=== Begin Enclosure ===

PR #872, opened 2021-07-02
Update FAQ answer about CRS formats.

### LINKED ISSUE #789: "What is the best format to store the CRS information?" in FAQ is not answering the question
https://pyproj4.github.io/pyproj/latest/gotchas.html#what-is-the-best-format-to-store-the-crs-information is explaining that PROJ strings are a bad idea, but provide no answer what is the proper format

Answer seems to be in https://proj.org/faq.html#what-is-the-best-format-for-describing-coordinate-reference-systems

Not making PR as I am unsure whatever it would be better to change question "Why PROJ strings are a bad idea?" or add an aswer.

direvus:
The answer now directly addresses the question, and also aligns with the
advice in the PROJ and geopandas documentation.

Fixes #789.

 - [x] Closes #789 

### DIFF
--- a/docs/gotchas.rst
+++ b/docs/gotchas.rst
@@ -10,8 +10,12 @@ Also see:
   - `PROJ FAQ <https://proj.org/faq.html>`__
 
 
-What is the best format to store the CRS information?
+What are the best formats to store the CRS information?
 -----------------------------------------------------
+
+In general, **Well-Known Text (WKT)** or **Spatial Reference ID (SRID)** are
+the preferred formats to describe a CRS.
+
 PROJ strings can be lossy for storing CRS information.
 If you can avoid it, it is best to not use them.
 Additionally, PROJ strings will likely not be supported
--- a/docs/gotchas.rst
+++ b/docs/gotchas.rst
@@ -13,8 +13,12 @@ Also see:
 What are the best formats to store the CRS information?
 -----------------------------------------------------
 
-In general, **Well-Known Text (WKT)** or **Spatial Reference ID (SRID)** are
-the preferred formats to describe a CRS.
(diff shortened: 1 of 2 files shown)


docs/gotchas.rst
```diff
@@ -10,8 +10,12 @@ Also see:
   - `PROJ FAQ <https://proj.org/faq.html>`__
 
 
-What is the best format to store the CRS information?
+What are the best formats to store the CRS information?
 -----------------------------------------------------
+
+In general, **Well-Known Text (WKT)** or **Spatial Reference ID (SRID)** are
```
jorisvandenbossche, line 16: I would maybe add something like "(such as EPSG codes)" after the spatial reference ID mention, to make it clearer what this is?

direvus: Yeah I could add that.  If you're concerned about readers not knowing what SRID means, would links to the relevant Wikipedia pages be appropriate here?

snowman2: Thanks for this 👍. Also, mind adding this note from the PROJ docs: "If possible WKT2 should be used.".

> would links to the relevant Wikipedia pages be appropriate here?

EPSG codes are the most common, so adding the reference to them will likely be sufficient. But, adding a link would be fine if you would like to.

direvus: Thanks for the feedback, I've updated the PR with those suggestions.

snowman2: Perfect, thanks 👍. Any issues with me squash and merging?

direvus: Squash is fine by me.

snowman2:
Thanks @direvus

=== End Enclosure ===

▶ [Task item]
Read the entries above, then pull out the lines that include "would".

▶ [Exercise answer]
Not making PR as I am unsure whatever it would be better to change question "Why PROJ strings are a bad idea?" or add an aswer.
jorisvandenbossche, line 16: I would maybe add something like "(such as EPSG codes)" after the spatial reference ID mention, to make it clearer what this is?
direvus: Yeah I could add that.  If you're concerned about readers not knowing what SRID means, would links to the relevant Wikipedia pages be appropriate here?
> would links to the relevant Wikipedia pages be appropriate here?
EPSG codes are the most common, so adding the reference to them will likely be sufficient. But, adding a link would be fine if you would like to.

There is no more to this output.